Whenever a line of the records below contains the word "leaked", copy that line.

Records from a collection

········

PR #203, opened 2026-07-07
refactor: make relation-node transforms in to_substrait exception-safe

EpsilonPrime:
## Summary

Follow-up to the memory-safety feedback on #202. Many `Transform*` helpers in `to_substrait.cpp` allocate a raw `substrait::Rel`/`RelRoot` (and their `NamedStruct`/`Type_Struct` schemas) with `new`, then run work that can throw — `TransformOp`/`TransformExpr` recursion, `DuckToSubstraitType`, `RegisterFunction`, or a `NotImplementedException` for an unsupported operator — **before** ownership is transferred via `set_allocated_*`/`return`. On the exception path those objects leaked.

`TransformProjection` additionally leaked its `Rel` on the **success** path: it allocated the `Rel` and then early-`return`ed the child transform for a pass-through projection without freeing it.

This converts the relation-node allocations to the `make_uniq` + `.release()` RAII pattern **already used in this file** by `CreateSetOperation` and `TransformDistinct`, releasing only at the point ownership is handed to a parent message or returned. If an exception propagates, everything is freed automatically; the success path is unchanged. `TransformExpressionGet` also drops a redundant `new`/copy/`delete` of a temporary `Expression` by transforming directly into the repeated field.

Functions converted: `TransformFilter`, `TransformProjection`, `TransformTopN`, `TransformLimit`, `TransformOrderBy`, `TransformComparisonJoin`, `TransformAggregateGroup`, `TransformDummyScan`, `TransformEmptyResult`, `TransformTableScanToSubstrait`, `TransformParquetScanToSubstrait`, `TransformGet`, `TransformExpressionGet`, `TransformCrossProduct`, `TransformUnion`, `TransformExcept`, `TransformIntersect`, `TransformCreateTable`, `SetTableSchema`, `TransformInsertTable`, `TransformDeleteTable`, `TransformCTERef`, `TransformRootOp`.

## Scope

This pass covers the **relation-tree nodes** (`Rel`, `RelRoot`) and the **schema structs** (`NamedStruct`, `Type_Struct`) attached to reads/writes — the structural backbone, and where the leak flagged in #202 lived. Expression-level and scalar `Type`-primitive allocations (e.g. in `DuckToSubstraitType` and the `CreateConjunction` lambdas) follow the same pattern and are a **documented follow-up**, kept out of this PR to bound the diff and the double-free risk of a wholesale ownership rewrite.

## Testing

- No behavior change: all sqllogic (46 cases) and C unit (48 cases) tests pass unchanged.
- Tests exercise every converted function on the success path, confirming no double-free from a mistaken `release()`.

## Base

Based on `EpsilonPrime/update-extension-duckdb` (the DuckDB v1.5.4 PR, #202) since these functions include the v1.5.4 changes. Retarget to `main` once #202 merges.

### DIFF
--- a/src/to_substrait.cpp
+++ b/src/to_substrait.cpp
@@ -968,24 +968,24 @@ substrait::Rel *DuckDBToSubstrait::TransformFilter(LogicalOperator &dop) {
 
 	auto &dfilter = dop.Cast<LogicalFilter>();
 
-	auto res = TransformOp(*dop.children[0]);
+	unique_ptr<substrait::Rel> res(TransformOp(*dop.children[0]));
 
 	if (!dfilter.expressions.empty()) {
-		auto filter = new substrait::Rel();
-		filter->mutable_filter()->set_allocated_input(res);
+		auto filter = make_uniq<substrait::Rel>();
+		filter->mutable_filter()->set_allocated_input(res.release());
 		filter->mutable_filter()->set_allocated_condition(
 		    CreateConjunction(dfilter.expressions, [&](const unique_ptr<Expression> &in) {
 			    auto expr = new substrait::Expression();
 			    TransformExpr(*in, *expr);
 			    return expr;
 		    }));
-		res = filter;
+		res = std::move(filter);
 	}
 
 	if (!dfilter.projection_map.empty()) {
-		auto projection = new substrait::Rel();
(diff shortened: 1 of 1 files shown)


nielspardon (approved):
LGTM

········

§ **Finished exercise**:
Follow-up to the memory-safety feedback on #202. Many `Transform*` helpers in `to_substrait.cpp` allocate a raw `substrait::Rel`/`RelRoot` (and their `NamedStruct`/`Type_Struct` schemas) with `new`, then run work that can throw — `TransformOp`/`TransformExpr` recursion, `DuckToSubstraitType`, `RegisterFunction`, or a `NotImplementedException` for an unsupported operator — **before** ownership is transferred via `set_allocated_*`/`return`. On the exception path those objects leaked.
`TransformProjection` additionally leaked its `Rel` on the **success** path: it allocated the `Rel` and then early-`return`ed the child transform for a pass-through projection without freeing it.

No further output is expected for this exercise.